Le régime d’indemnisation de la SAAQ couvre les préjudices corporels causés par un accident de la route, selon les catégories et critères prévus par la Loi sur l’assurance automobile et ses règlements d’application. Le règlement prévoit une méthode d’évaluation des atteintes permanentes selon des unités fonctionnelles et des classes de gravité. Les séquelles dites « invisibles » sont celles qui n’apparaissent pas sur les examens d’imagerie standard, mais qui altèrent de façon permanente le fonctionnement quotidien de la victime.

Type de séquelle Symptômes principaux Catégorie d’évaluation SAAQ Expertise recommandée
Trouble de stress post-traumatique (TSPT / ESPT) Reviviscences, cauchemars, hypervigilance, évitement, difficultés à reprendre le volant Atteinte psychique Expertise psychiatrique
Dépression réactionnelle / anxiété chronique Humeur dépressive persistante, troubles du sommeil, isolement social Atteinte psychique Expertise psychiatrique ou psychologique
TCC léger — syndrome post-commotionnel Troubles de mémoire et d’attention, fatigue cognitive, céphalées Atteinte cognitive Expertise neuropsychologique
Douleur persistante sans lésion visible Douleurs diffuses, limitation des activités, sans anomalie objectivable à l’imagerie Variable selon la localisation Expertise en médecine de la douleur
Atteintes cognitives légères Difficultés de concentration, ralentissement cognitif, impact professionnel Atteinte cognitive Expertise neuropsychologique

Chacune de ces séquelles obéit à des règles d’évaluation et d’administration de la preuve distinctes. Les sections suivantes détaillent les enjeux spécifiques.

Les séquelles psychiques : TSPT, anxiété chronique, dépression réactionnelle

Le trouble de stress post-traumatique (TSPT) peut survenir après un accident de la route grave et nécessite une évaluation clinique adaptée. Ses manifestations (cauchemars récurrents, reviviscences, hypervigilance) sont bien réelles, mais difficiles à objectiver sur un bilan d’imagerie. C’est précisément pourquoi elles sont régulièrement sous-évaluées ou refusées dans un premier temps par la SAAQ.

Le règlement prévoit une évaluation des atteintes psychiques dans le cadre de ses catégories fonctionnelles applicables. Pour être reconnues, elles doivent être démontrées selon la prépondérance des probabilités, c’est-à-dire comme plus probables que non.
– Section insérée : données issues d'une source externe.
PR #623, opened 2025-05-16
Refs/heads/fix/python binding

yngve793:
Introduce the new binary fields defined SEG-Y_r2.1


python/segyio/field.py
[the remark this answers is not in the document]
yngve793: PO argued to keep C++, Seismic Unix and Matlab in sync without adding additional tests. 
- C++ is updated in commit `Rename binary header fields`
- Seismic Unix words are updated in this commit. 
- Matlab remains. Unclear what needs to be changed. All tests are passing.

python/segyio/su/words.py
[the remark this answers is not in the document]
yngve793: PO argued for keeping seismic unix in sync without adding additional tests.

python/test/segy.py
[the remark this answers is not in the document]
yngve793: Depreciation warning added in fixup.

python/segyio/segyio.cpp
```diff
@@ -1469,23 +1469,86 @@ PyObject* getfield( PyObject*, PyObject *args ) {
...
     buffer_guard buffer;
-    int field;
-    int value;
-    if( !PyArg_ParseTuple( args, "w*ii", &buffer, &field, &value ) )
+    if( !PyArg_Parse(buffer_arg, "w*", &buffer) )
         return NULL;
 
-    if( buffer.len() != SEGY_BINARY_HEADER_SIZE &&
-        buffer.len() != SEGY_TRACE_HEADER_SIZE )
-        return BufferError( "buffer too small" );
```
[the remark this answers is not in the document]
yngve793: Yes you are right, it should stay in.

python/segyio/segyio.cpp
```diff
@@ -1435,28 +1435,35 @@ PyObject* getfield( PyObject*, PyObject *args ) {
...
+        case SEGY_UNSIGNED_SHORT_2_BYTE:
+            return PyLong_FromLong( fd.value.u16 );
+        case SEGY_UNSIGNED_CHAR_1_BYTE:
+            return PyLong_FromLong( fd.value.u8 );
+
+        case SEGY_IEEE_FLOAT_8_BYTE:
+            return PyFloat_FromDouble( fd.value.f64 );
+
+        default:
+            return KeyError( "No such field %d", field );
```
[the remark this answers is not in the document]
yngve793: Sure, message updated. In setfield fixup.

python/segyio/segyio.cpp
```diff
@@ -1469,23 +1469,86 @@ PyObject* getfield( PyObject*, PyObject *args ) {
...
+                    return PyLong_FromLong( fd.value.i32 );
+                case SEGY_SIGNED_SHORT_2_BYTE:
+                    return PyLong_FromLong( (long)fd.value.i16 );
+                case SEGY_SIGNED_CHAR_1_BYTE:
+                    return PyLong_FromLong( (long)fd.value.i8 );
+                case SEGY_IEEE_FLOAT_8_BYTE:
+                    return PyFloat_FromDouble( fd.value.f64 );
+                default:
+                    return KeyError( "Field %d has unknown datatype ", field, fd.datatype );
+            }
```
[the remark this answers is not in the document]
yngve793: Every path in the control flow of the switch statement ends in a return. I do not understand what you want here.

python/segyio/segyio.cpp
```diff
@@ -1435,28 +1435,35 @@ PyObject* getfield( PyObject*, PyObject *args ) {
...
+            return PyLong_FromLong( fd.value.i32 );
+        case SEGY_SIGNED_SHORT_2_BYTE:
+            return PyLong_FromLong( fd.value.i16 );
+        case SEGY_SIGNED_CHAR_1_BYTE:
+            return PyLong_FromLong( fd.value.i8 );
+
+        case SEGY_UNSIGNED_INTEGER_8_BYTE:
+            return PyLong_FromLong( fd.value.u64 );
+        case SEGY_UNSIGNED_INTEGER_4_BYTE:
+            return PyLong_FromLong( fd.value.u32 );
```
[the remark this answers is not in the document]
yngve793: Sure, using PyLong_FromUnsignedLong

python/test/segy.py
```diff
@@ -338,10 +338,10 @@ def test_header_dict_methods(openfn, kwargs):
...
         iter(f.header[0])
 
-        assert 35 == len(f.bin.keys())
-        assert 35 == len(list(f.bin.values()))
-        assert 35 == len(list(f.bin.items()))
-        assert 35 == len(f.bin)
+        assert 45 == len(f.bin.keys())
+        assert 45 == len(list(f.bin.values()))
+        assert 45 == len(list(f.bin.items()))
+        assert 45 == len(f.bin)
```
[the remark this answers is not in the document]
yngve793: In Rev 1.02 Unassigned is defined to be 3261. This seams to be a mixup of standards. What do you want to update it to?

python/segyio/segyio.cpp
```diff
@@ -1435,28 +1435,35 @@ PyObject* getfield( PyObject*, PyObject *args ) {
...
-            break;
-    }
+    switch ( fd.datatype ) {
 
-    switch( err ) {
-        case SEGY_OK:            return PyLong_FromLong( value );
-        case SEGY_INVALID_FIELD: return KeyError( "No such field %d", field );
-        default:                 return Error( err );
+        case SEGY_SIGNED_INTEGER_8_BYTE:
+            return PyLong_FromLong( fd.value.i64 );
```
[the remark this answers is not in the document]
yngve793: Using long long for 64 bits.

yngve793 (commented):
- Added depreciation warning with tests
- Testing set get datatypes through python
- Addressed comments.

python/segyio/field.py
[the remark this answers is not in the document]
achaikou: To make sure we understand each other (as I am a bit confused by your wording):
I think PO argued not to update Seismic Unix and Matlab to 2.1. As long as we do not break current functionality, we are good.
C++ we plan to update, yes.

python/segyio/segyio.cpp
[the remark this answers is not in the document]
achaikou: `putfield` gets field value from python, goes to c++ and writes value to the file.
Write functions usually do not return anything.

If you exchange whole last SEGY_OK switch case with `return Py_BuildValue("");` (see `putline`, `putdepth`) nothing fails.

You would also get rid of 1) weird casts which are introduced for some unknown reason and 2) reading unsigned values from signed fields, which also baffles me a lot.

python/test/segy.py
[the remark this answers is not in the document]
achaikou: Newest version we support is 2.01, so in our case Unassigned is 3301. 3261 is used already.

So I believe your code `Unassigned1 = 3261` is very much correct, I just suggest to give it a spotlight by putting change into its own commit, so it surely makes it to segyio 2.0 changelog.

python/segyio/segyio.cpp
```diff
@@ -1425,6 +1425,25 @@ PyObject* trbsize( PyObject*, PyObject* args ) {
     return PyLong_FromLong( segy_trace_bsize( sample_count ) );
 }
 
+PyObject* getfieldtype( PyObject*, PyObject *args ) {
```
achaikou: Introducing production function only for test purpose is a very, very questionable approach. I do not think this is a good idea.

And new tests are added to segyio_c and not to segy.py, probably because of this function.
Kind of weird, because functionality itself could be well tested in `segy.py`

python/segyio/segyio.cpp
```diff
@@ -1435,28 +1435,35 @@ PyObject* getfield( PyObject*, PyObject *args ) {
...
         return BufferError( "buffer too small" );
 
-    int value = 0;
-    int err = buffer.len() == segy_binheader_size()
-            ? segy_get_field_int( buffer.buf< const char >(), field, &value )
-            : segy_get_field_int(  buffer.buf< const char >(), field, &value )
-            ;
+    segy_field_data fd = segy_get_field( buffer.buf< const char >(), field );
+    if( fd.error != SEGY_OK )
+        return KeyError( "No such field %d", field );
```
achaikou: There could be many reasons for an error here.

Should we properly update `segy_errstr` and return something like `Error( err )` ?

python/segyio/segyformatrange.py
achaikou, line 1: Why is this file added to the segyio library itself??
Would our users need that?

If it a help for tests only, then it should be in the tests directory.

python/segyio/segyformatrange.py
```diff
@@ -0,0 +1,19 @@
+from . import Enum
+
+class SegyFormatRange(Enum):
+    IBM_FLOAT_4_BYTE = None
+    SIGNED_INTEGER_4_BYTE = (-(2**31), 2**31 - 1)
+    SIGNED_SHORT_2_BYTE = (-(2**15), 2**15 - 1)
+    FIXED_POINT_WITH_GAIN_4_BYTE = None
+    IEEE_FLOAT_4_BYTE = None
+    IEEE_FLOAT_8_BYTE = (-(2**50), 2**50)
```
achaikou: Don't know where you got that one from, I think internet says something around 1.80×10**308. So this is kind of a lie, unless you mean test file range, not segy format range.

Anyway, I don't think min-max value matters for floats. If we want to test something specific, it is better to find some 1/(2**x)  number to set as default. But whatever you have is good enough.

python/test/segyio_c.py
```diff
@@ -122,6 +127,76 @@ def get_instance_segyiofd(tmpdir,
...
+    binary_header = f.getbin()
+    for i, (field_name, offset) in enumerate(binfield_keys.items()):
+        if field_name in UNASSIGNED_FIELDS:
+            continue
+        value = _segyio.getfield(binary_header, offset)
+        if field_name in FIXED_VALUE_FIELDS:
+            check_fixed_value_fields(field_name, value)
+        else:
+            range = get_field_range(binary_header, offset, field_name)
+            assert range[0] == value - i, f"Value mismatch for field {field_name}: expected {range[0]} but got {value - i}"
```
achaikou: Back to our eternal discussion as to what should be considered more readable. :joy_cat: 

To me now tests are not easily verifiable. I, a human, simply can't see what is tested.

Two code logics - one that generates test data and one that checks data - have to be aligned here. I have to swim through a lot of code to get to the point of the test.

Current approach might also make it difficult to update field values later as changes would have to fit to the pattern.

To me it would have been a lot easier to just see hardcoded checks instead of this, something very simple like

```
# test/segy.py

@tmpfiles(testdata / 'decrement.sgy')
def test_get_set_binary_header_near_max_values(tmpdir):
    dict = {
        BinField.JobID: 2147483647,
        BinField.EnsembleTraces: 32764,
        BinField.SamplesOriginal: 65526,
        # keep on with other interesting values (e.g. one per equivalence class)
    }
    with segyio.open(tmpdir / 'decrement.sgy', mode='r+', ignore_geometry=True) as f:
        for field, value in dict.items():
            assert f.bin[field] == value
            f.bin[field] -= 1

    with segyio.open(tmpdir / 'decrement.sgy', ignore_geometry=True) as f:
        for field, value in dict.items():
            assert f.bin[field] == value - 1

```

This also drops need for all logic, helper functions, `segyformatrange` and for `getfieldtype`.

python/test/segyio_c.py
```diff
@@ -122,6 +127,76 @@ def get_instance_segyiofd(tmpdir,
...
+            assert value == 1, f"Expected Format to be 1, got {value}"
+        elif field_name == "ExtSamples":
+            assert value == 4, f"Expected ExtSamples to be 4, got {value}"
+        elif field_name == "ExtEnsembleTraces":
+            assert value == 5, f"Expected ExtEnsembleTraces to be 5, got {value}"
+        elif field_name == "ExtendedHeaders":
+            assert value == 0, f"Expected ExtEnsembleTraces to be 0, got {value}"
+
+
+@tmpfiles(testdata / 'increment.sgy')
```
achaikou: You are not writing to a file, so you don't need tmpfiles.
Unless you wish to somehow combine some of the tests to reduce code duplication of boring stuff.

python/test/segyio_c.py
```diff
@@ -122,6 +127,76 @@ def get_instance_segyiofd(tmpdir,
...
+        if isinstance(v, int):
+            datatype_mapping[v] = k
+    return datatype_mapping
+
+def get_datatype_range():
+    datatype_range = {}
+    for k, v in SegyFormatRange.__dict__.items():
+        if isinstance(v, tuple):
+            datatype_range[k] = v
+    return datatype_range
```
achaikou: Those two functions can be local functions inside `get_field_range`.

Doing this really helps to distinguish whether helper functions would be used in many different tests or if they are local to just 1 group of tests.

Would be nice to do the same with two other functions and global variables, but unfortunately I don't see how, unless we create a test class.

python/test/segy.py
```diff
@@ -828,6 +828,23 @@ def test_write_header(small):
         # i.e. don't access buf of treat it as a list
         # assertEqual(list(f.header[2].buf), list(f.header[1].buf))
 
+def test_depricated_fields(small):
+    with segyio.open(small, "r+") as f:
```
achaikou: Why open in `r+` mode? Isn't `r` good enough?

python/segyio/segyio.cpp
```diff
@@ -1435,50 +1454,124 @@ PyObject* getfield( PyObject*, PyObject *args ) {
...
-            ? segy_set_field_int( buffer.buf< char >(), field, value )
-            : segy_set_field_int( buffer.buf< char >(), field, value )
-            ;
+    int field = (int)PyLong_AsLong(field_arg);
+
+    segy_field_data fd;
+    int err = segy_init_field_data(field, &fd);
+
+    if( err != SEGY_OK )
+        return KeyError( "No such field %d", field );
```
achaikou: Again - many reasons why this can happen, so we shouldn't disregard `err`.

python/test/segyio_c.py
```diff
@@ -122,6 +127,114 @@ def get_instance_segyiofd(tmpdir,
...
+    binary_header = f.getbin()
+    for i, (field_name, offset) in enumerate(binfield_keys.items()):
+        if field_name in UNASSIGNED_FIELDS:
+            continue
+        value = _segyio.getfield(binary_header, offset)
+        if field_name in FIXED_VALUE_FIELDS:
+            check_fixed_value_fields(field_name, value)
+        else:
+            range = get_field_range(binary_header, offset, field_name)
+            assert range[1] == value + i, f"Value mismatch for field {field_name}: expected {range[0]} but got {value - i}"
```
achaikou: wrong error message: expected range[1], not range[0]

python/segyio/su/words.py
achaikou, line 1: Should we removed all commented  out values as PO doesn't want any new features?

python/segyio/field.py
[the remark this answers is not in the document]
yngve793: Yes, we agree :-)

python/segyio/su/words.py
yngve793: Adding the fields to keep it in sync. My understanding of PO was that we should not put extra effort into updating these bindings, but let the tests pass. Thus, updating the list of fields.

python/segyio/segyio.cpp
yngve793: Sure, I really do not have any idea what you are imagining here. 
Added first draft in new commit. Im an not very happy with the result. This looks like the entrance of a rabbit hole. Suggest to do this in separate PR with a clear understanding of the goal.

python/segyio/segyio.cpp
yngve793: Now returning err as as well.

python/segyio/segyio.cpp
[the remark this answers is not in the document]
yngve793: In segyio the putfield do return the value https://github.com/equinor/segyio/blob/c4f1c012d780083dae3f41dfb0abd41cc504836a/python/segyio/segyio.cpp#L1481

We can change it, but the idea was to not break the interface without a good reason. 

Thanks for pointing out the datatype bug. It was not the intention to read unsigned from signed.

python/test/segy.py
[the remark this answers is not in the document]
yngve793: Is it acceptable to reference this commit directly instead of creating an intermediate step where we have to create a new value that is different from 3301 and 3261?

python/segyio/segyformatrange.py
yngve793: The objective is to test the hole bit range of the field. Floats are a bit tricky as 1 bit is used for sign, 11 for exponent and 52 for precision. https://en.wikipedia.org/wiki/Double-precision_floating-point_format

If we push it beyond 52 bits for precision we will not be able to verify a change of (+/-1). Number 50 was select to have some margin while still pushing boundaries.  Currently there is no test covering exponent bits.

python/segyio/segyio.cpp
yngve793: Lacking access to underlaying datatype is one of the main reason for the extensive refactoring of the repo. Providing the end user with access to this information is in my opinion a completely reasonable thing to do. Note that this will not break any existing code and will not affect efficiency for any existing functions. 

It is possible to redefine everything one more time for testing. Hopefully we can agree that the redefinition of fields and names in different bindings are already causing code duplication and a lot of pain when mantling the code. 
Let us agree on how to solve this before starting to move code. 

We can solve it in a different but:
- I will argue strong for the user to have access to the datatype
- I will argue strongly against increasing the amount of code duplications

python/test/segyio_c.py
yngve793: Moved. In my opinion this is not better.

python/test/segyio_c.py
yngve793: Ok, removed.

python/test/segyio_c.py
yngve793: Given that the code used to generate the tests data has been rejected it is not surprising that you had a hard time here. 

Just because it is differs from what is expected does not mean that is a bad solution. One of the really beautiful properties when testing in this way is how easy it its to generate new reliable test data when adding or changing  features. Hardcoding tests for the entire binary header will generate lots of repeated code and be very resistant to change. It is beyond me why avoiding logic and helper functions is a good thing when testing big and complex objects. 

In my opinion `putfield` and `getfield` can not be tested in a satisfactory way using static test functions.

python/test/segyio_c.py
yngve793: Sure, thanks.

python/test/segy.py
yngve793: Sure, no problem.

python/segyio/segyformatrange.py
yngve793: Moved.

yngve793 (commented):
Thanks, some of the comments where very useful. 
Fixups are added for all comments where I understand the objective and which do not break the test framework. Minor comments:
- Seismic Unix and Matlab we seams to agree in wording but not necessary the implications
- Properly update segy_errstr and return something like Error( err ) need a strategy
- Currently `putfield` return the value. Should we remove this in the Python binding?
- Moved some code. 

Hopefully there is a reasonable way out of this.

python/segyio/su/words.py
achaikou: And I keep being confused because tests pass even with no changes.

And now you even uncommented previously commented out fields?..

Changing deprecated fields is fine, but adding new fields (like `NrTrailerRecords` and others) is unnecessary. 
As we do not plan to support new seismic unix features, why add that??

python/segyio/segyio.cpp
achaikou: OK, I see what you mean.

`Fix return values in Python bindings`  we definitely do not want here. It changes `segy.py` tests, so it means it changes end user behavior. That one we do not want.
`Update segy_errstr in Python binding` would be kinda fine in general, but we do not need it now.

So I agree with you that my suggestion was a bad idea. So scratch all of it.

But see if you instead like keeping the same implementation idea from before this PR, which seems to work:

```
    segy_field_data fd = segy_get_field( buffer.buf< const char >(), field );

    switch( fd.error ) {
        case SEGY_OK: {
            switch( fd.datatype ) {
                    return PyLong_FromLongLong( fd.value.i64 );
                case SEGY_SIGNED_INTEGER_4_BYTE:
                    return PyLong_FromLong( fd.value.i32 );
                // keep on the switch
            }
        }
        case SEGY_INVALID_FIELD:
            return KeyError( "No such field %d", field );
        default:
            return Error( fd.error );
    }
```
So basically handle only invalid field, otherwise return whatever original error was thrown.

python/test/segyio_c.py
```diff
@@ -13,7 +13,24 @@
 import segyio._segyio as _segyio
 from segyio.binfield import keys as binfield_keys
 from segyio.segysampleformat import SegySampleFormat
-from segyio.segyformatrange import SegyFormatRange
+
+class SegyFormatRange(segyio.Enum):
```
achaikou: Still not sure what you wanted to do with floats, but class name is misleading then. If you add a class comment stating that these are ranges used in increment/decrement files which correspond, where possible, to min-max type value, I would be fine with it :cat:

python/segyio/segyio.cpp
achaikou: So the question we should answer first is: would python users ever need the type?

I do not know about any existing usecase for that.
We internally need that type, sure. But end users do not care. They have python `int` and `float` types. They do not need or want anything more. Definitely not for boring stuff like headers. They do not care if field X is originally represented as `uint32` or `int16` as in python they would always get just `int`.

So:
1) Why would users want to have access to internal datatype?
2) What code duplication are you even talking about in this particular case?

python/segyio/segyio.cpp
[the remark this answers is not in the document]
achaikou: Exactly, I suggested changing it in the first comment.
Searching through repo shows that returned value is never used. As nothing needs it, we can safely remove it, because it is not a public interface, but a private one.

---

Maybe we have different opinions about what counts as public user interface?

- C-user interface, that we somewhat allow ourselves to break if truly needed: `segy.h`
- Python end-user interface, that we want to keep backwards compatible: everything that is exported in `segyio/__init__.py`.
- C++ and Matlab interfaces, which we also should try not to break.

C-Python bindings (`segyio.cpp`) is an internal file providing internal interface, which we are allowed to break per our needs.

python/test/segyio_c.py
```diff
@@ -122,6 +144,102 @@ def get_instance_segyiofd(tmpdir,
...
+        if field_name in UNASSIGNED_FIELDS:
+            continue
+        value = _segyio.getfield(binary_header, offset)
+        if field_name in FIXED_VALUE_FIELDS:
+            check_fixed_value_fields(field_name, value)
+        else:
+            range = get_field_range(binary_header, offset, field_name)
+            assert range[0] == value - i, f"Value mismatch for field {field_name}: expected {range[0]} but got {value - i}"
+
+def test_binary_header_datatype_get_dec(tmpdir):
```
achaikou: Both get tests do not longer need tmpdir.
Set ones don't need it too, which is interesting as you change only data in memory, never writing it back to the file. Probably it is even good enough for these tests :smiley:

python/test/segyio_c.py
```diff
@@ -122,6 +144,102 @@ def get_instance_segyiofd(tmpdir,
...
+        value = _segyio.getfield(binary_header, offset)
+        if field_name in FIXED_VALUE_FIELDS:
+            check_fixed_value_fields(field_name, value)
+        else:
+            range = get_field_range(binary_header, offset, field_name)
+            value_set = _segyio.putfield(binary_header, offset, range[1] - i -1)
+            value_get = _segyio.getfield(binary_header, offset)
+            assert value_set == value_get, f"Value mismatch for field {field_name}: set {value_set} but got {value_get}"
+            assert range[1] == value_get+i+1, f"Value mismatch for field {field_name}: expected {range[1]} but got {value_get-i-1}"
+
```
achaikou: Alright, separate question to all 4 new tests:
Why are they implemented in `segyio_c` and not in `segy.py` ?
`segy_py` is testing public functions, `segyio_c` is testing private python bindings.

Also, `f.close()` are missing.

python/test/segyio_c.py
achaikou: Well, then go on with it :+1:  :dove: 

Different solution doesn't mean it is bad, but it has consequences. In this case consequences are related to my well-being, that's why I tried to fight you on it :smile: 
But honestly solution won't really matter in the long run, as we won't interact with this code too often.

---

TLDR; But at least I explained where my difficulties come from :smile: 

Story time. A few years back I implemented a test framework in dlisio that created/verified something in test files automatically. I really liked the beauty of  "how easy it its to generate new reliable test data when adding or changing features" and how it avoided duplication.
Solution got immediately shot down by the project maintainer. With time I accepted some of his reasons for doing that.

> Hardcoding tests for the entire binary header will generate lots of repeated code and be very resistant to change. It is beyond me why avoiding logic and helper functions is a good thing when testing big and complex objects.
- Objects are not complex. This is just a list of values, integers and floats.
- I've made my peace with repeated values in tests long ago. They make test really easy to read, so this trade-off pays off.
- As it has been pointed out to me: values in tests and test data will not change that often. You usually generate it once, then you fix something once or twice, max, and that is all. Yet you will read that test many times, so readability must win.
- Logic: it is easier to compare value 123 with `f.call()` than think "hm. We remove "one" from values that are of different size. Could the logic be flawed? Could it have a bug? Could it down the line result in testing something we don't really want to test?" I am kinda forced to test the tests now. To me it causes aversion to analyze the code, discomfort and inability to make decision on code quality. Bonus: if test ever fails in future or you just want to extend it or are in search of something - you have to repeat the process of understanding the test, again and again.
- My first dislike of helpers here is structure. I really, really, really hate big files as they are hard to have overview of, but previous developers were strongly of a different opinion. To me this file is already hard to read, tests are hard to find, and these helpers make it harder. All you have added would be used just in your 4 tests. It might look better if it all was encapsulated in a class. Currently I just wish for simple tests that are easy to read and distinguish from other tests.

Le lien de causalité entre l’événement traumatique et le trouble diagnostiqué doit être documenté de façon contemporaine à l’accident et soutenu par une preuve médicale rigoureuse.

Les séquelles cognitives : TCC léger et ses conséquences méconnues

Un traumatisme craniocérébral léger (TCC léger) peut parfois survenir sans perte de conscience et sans anomalie visible à l’imagerie standard. Pourtant, ses effets sur les fonctions exécutives peuvent s’avérer durablement invalidants.

L’Association québécoise des traumatisés crâniens (AQTC) souligne que les séquelles d’un TCC peuvent être durables et avoir un impact important sur la vie quotidienne, que ces séquelles soient visibles ou non. Pour en obtenir la reconnaissance par la SAAQ, une évaluation neuropsychologique spécialisée est généralement indispensable.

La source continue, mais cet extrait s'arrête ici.